#### Work required
The output is to match the entries below character for character.

#### Records for the task
__________
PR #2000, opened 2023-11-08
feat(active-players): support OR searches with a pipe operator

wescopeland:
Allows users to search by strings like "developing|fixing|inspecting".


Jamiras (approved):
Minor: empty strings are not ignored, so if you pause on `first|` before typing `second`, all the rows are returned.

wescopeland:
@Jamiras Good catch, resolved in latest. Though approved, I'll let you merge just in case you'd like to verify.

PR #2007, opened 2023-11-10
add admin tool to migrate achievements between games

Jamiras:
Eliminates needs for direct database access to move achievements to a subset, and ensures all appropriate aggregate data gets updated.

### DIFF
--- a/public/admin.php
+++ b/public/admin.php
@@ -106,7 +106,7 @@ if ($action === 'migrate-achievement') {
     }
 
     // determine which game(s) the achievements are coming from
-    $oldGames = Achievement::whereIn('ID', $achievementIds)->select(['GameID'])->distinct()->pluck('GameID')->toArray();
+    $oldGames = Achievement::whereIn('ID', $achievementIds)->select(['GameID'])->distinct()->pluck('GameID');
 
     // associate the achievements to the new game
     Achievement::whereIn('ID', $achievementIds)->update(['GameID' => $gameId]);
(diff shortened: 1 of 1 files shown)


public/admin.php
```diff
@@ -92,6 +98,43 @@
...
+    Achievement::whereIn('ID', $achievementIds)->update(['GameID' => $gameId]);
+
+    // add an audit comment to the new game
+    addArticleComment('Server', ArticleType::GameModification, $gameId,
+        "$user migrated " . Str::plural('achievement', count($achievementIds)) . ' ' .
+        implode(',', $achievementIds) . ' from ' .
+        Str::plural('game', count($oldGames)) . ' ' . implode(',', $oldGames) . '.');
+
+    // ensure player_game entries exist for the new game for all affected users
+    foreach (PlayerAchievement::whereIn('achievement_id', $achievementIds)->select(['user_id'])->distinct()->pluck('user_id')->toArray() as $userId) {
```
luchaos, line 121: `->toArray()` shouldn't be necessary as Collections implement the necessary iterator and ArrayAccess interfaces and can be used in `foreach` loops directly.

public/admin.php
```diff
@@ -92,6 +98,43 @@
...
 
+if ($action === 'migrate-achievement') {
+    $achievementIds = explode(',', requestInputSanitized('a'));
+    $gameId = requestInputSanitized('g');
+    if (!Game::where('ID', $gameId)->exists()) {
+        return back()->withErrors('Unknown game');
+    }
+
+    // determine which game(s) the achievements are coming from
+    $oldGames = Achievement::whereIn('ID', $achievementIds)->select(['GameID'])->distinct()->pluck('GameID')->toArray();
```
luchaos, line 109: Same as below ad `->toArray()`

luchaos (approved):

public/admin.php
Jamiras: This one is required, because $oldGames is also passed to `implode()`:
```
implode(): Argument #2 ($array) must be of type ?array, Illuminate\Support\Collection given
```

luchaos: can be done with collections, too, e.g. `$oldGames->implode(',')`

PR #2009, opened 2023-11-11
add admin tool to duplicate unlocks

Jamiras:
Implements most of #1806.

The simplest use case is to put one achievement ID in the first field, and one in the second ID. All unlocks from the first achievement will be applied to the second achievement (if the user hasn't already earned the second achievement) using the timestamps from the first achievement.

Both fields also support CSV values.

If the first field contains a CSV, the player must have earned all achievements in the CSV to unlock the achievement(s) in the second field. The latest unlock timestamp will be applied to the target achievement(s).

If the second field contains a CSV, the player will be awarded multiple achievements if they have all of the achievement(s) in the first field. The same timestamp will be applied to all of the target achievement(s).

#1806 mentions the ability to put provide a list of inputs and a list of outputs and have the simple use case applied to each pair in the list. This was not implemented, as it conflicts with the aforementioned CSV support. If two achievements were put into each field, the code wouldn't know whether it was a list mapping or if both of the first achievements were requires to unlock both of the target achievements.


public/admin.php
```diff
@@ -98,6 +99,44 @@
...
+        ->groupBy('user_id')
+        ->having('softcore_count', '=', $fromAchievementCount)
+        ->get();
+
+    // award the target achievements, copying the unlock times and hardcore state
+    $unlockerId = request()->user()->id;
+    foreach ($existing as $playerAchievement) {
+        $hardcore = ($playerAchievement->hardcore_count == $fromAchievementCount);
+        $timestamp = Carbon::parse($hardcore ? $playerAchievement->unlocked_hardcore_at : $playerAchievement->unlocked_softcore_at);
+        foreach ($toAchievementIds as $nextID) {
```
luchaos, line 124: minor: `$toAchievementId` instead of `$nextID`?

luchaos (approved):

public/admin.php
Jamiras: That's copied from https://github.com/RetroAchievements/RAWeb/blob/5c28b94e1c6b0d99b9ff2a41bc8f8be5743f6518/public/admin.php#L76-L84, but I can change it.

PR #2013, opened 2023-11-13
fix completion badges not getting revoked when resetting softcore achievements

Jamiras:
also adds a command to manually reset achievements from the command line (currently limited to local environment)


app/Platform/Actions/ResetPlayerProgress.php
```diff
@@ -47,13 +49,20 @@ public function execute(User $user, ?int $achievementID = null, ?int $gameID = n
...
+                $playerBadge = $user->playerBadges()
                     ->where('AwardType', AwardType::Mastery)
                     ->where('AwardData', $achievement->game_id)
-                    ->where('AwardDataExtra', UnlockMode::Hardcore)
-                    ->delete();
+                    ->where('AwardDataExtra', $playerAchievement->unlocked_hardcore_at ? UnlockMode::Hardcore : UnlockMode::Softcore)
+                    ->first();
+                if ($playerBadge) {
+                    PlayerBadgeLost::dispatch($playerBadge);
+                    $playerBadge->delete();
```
__________
#### Task solution
PR #2000, opened 2023-11-08
feat(active-players): support OR searches with a pipe operator

wescopeland:
Allows users to search by strings like "developing|fixing|inspecting".


Jamiras (approved):
Minor: empty strings are not ignored, so if you pause on `first|` before typing `second`, all the rows are returned.

wescopeland:
@Jamiras Good catch, resolved in latest. Though approved, I'll let you merge just in case you'd like to verify.

PR #2007, opened 2023-11-10
add admin tool to migrate achievements between games

Jamiras:
Eliminates needs for direct database access to move achievements to a subset, and ensures all appropriate aggregate data gets updated.

### DIFF
--- a/public/admin.php
+++ b/public/admin.php
@@ -106,7 +106,7 @@ if ($action === 'migrate-achievement') {
     }
 
     // determine which game(s) the achievements are coming from
-    $oldGames = Achievement::whereIn('ID', $achievementIds)->select(['GameID'])->distinct()->pluck('GameID')->toArray();
+    $oldGames = Achievement::whereIn('ID', $achievementIds)->select(['GameID'])->distinct()->pluck('GameID');
 
     // associate the achievements to the new game
     Achievement::whereIn('ID', $achievementIds)->update(['GameID' => $gameId]);
(diff shortened: 1 of 1 files shown)


public/admin.php
```diff
@@ -92,6 +98,43 @@
...
+    Achievement::whereIn('ID', $achievementIds)->update(['GameID' => $gameId]);
+
+    // add an audit comment to the new game
+    addArticleComment('Server', ArticleType::GameModification, $gameId,
+        "$user migrated " . Str::plural('achievement', count($achievementIds)) . ' ' .
+        implode(',', $achievementIds) . ' from ' .
+        Str::plural('game', count($oldGames)) . ' ' . implode(',', $oldGames) . '.');
+
+    // ensure player_game entries exist for the new game for all affected users
+    foreach (PlayerAchievement::whereIn('achievement_id', $achievementIds)->select(['user_id'])->distinct()->pluck('user_id')->toArray() as $userId) {
```
luchaos, line 121: `->toArray()` shouldn't be necessary as Collections implement the necessary iterator and ArrayAccess interfaces and can be used in `foreach` loops directly.

public/admin.php
```diff
@@ -92,6 +98,43 @@
...
 
+if ($action === 'migrate-achievement') {
+    $achievementIds = explode(',', requestInputSanitized('a'));
+    $gameId = requestInputSanitized('g');
+    if (!Game::where('ID', $gameId)->exists()) {
+        return back()->withErrors('Unknown game');
+    }
+
+    // determine which game(s) the achievements are coming from
+    $oldGames = Achievement::whereIn('ID', $achievementIds)->select(['GameID'])->distinct()->pluck('GameID')->toArray();
```
luchaos, line 109: Same as below ad `->toArray()`

luchaos (approved):

public/admin.php
Jamiras: This one is required, because $oldGames is also passed to `implode()`:
```
implode(): Argument #2 ($array) must be of type ?array, Illuminate\Support\Collection given
```

luchaos: can be done with collections, too, e.g. `$oldGames->implode(',')`

PR #2009, opened 2023-11-11
add admin tool to duplicate unlocks

Jamiras:
Implements most of #1806.

The simplest use case is to put one achievement ID in the first field, and one in the second ID. All unlocks from the first achievement will be applied to the second achievement (if the user hasn't already earned the second achievement) using the timestamps from the first achievement.

Both fields also support CSV values.

If the first field contains a CSV, the player must have earned all achievements in the CSV to unlock the achievement(s) in the second field. The latest unlock timestamp will be applied to the target achievement(s).

If the second field contains a CSV, the player will be awarded multiple achievements if they have all of the achievement(s) in the first field. The same timestamp will be applied to all of the target achievement(s).

#1806 mentions the ability to put provide a list of inputs and a list of outputs and have the simple use case applied to each pair in the list. This was not implemented, as it conflicts with the aforementioned CSV support. If two achievements were put into each field, the code wouldn't know whether it was a list mapping or if both of the first achievements were requires to unlock both of the target achievements.


public/admin.php
```diff
@@ -98,6 +99,44 @@
...
+        ->groupBy('user_id')
+        ->having('softcore_count', '=', $fromAchievementCount)
+        ->get();
+
+    // award the target achievements, copying the unlock times and hardcore state
+    $unlockerId = request()->user()->id;
+    foreach ($existing as $playerAchievement) {
+        $hardcore = ($playerAchievement->hardcore_count == $fromAchievementCount);
+        $timestamp = Carbon::parse($hardcore ? $playerAchievement->unlocked_hardcore_at : $playerAchievement->unlocked_softcore_at);
+        foreach ($toAchievementIds as $nextID) {
```
luchaos, line 124: minor: `$toAchievementId` instead of `$nextID`?

luchaos (approved):

public/admin.php
Jamiras: That's copied from https://github.com/RetroAchievements/RAWeb/blob/5c28b94e1c6b0d99b9ff2a41bc8f8be5743f6518/public/admin.php#L76-L84, but I can change it.

PR #2013, opened 2023-11-13
fix completion badges not getting revoked when resetting softcore achievements

Jamiras:
also adds a command to manually reset achievements from the command line (currently limited to local environment)


app/Platform/Actions/ResetPlayerProgress.php
```diff
@@ -47,13 +49,20 @@ public function execute(User $user, ?int $achievementID = null, ?int $gameID = n
...
+                $playerBadge = $user->playerBadges()
                     ->where('AwardType', AwardType::Mastery)
                     ->where('AwardData', $achievement->game_id)
-                    ->where('AwardDataExtra', UnlockMode::Hardcore)
-                    ->delete();
+                    ->where('AwardDataExtra', $playerAchievement->unlocked_hardcore_at ? UnlockMode::Hardcore : UnlockMode::Softcore)
+                    ->first();
+                if ($playerBadge) {
+                    PlayerBadgeLost::dispatch($playerBadge);
+                    $playerBadge->delete();
```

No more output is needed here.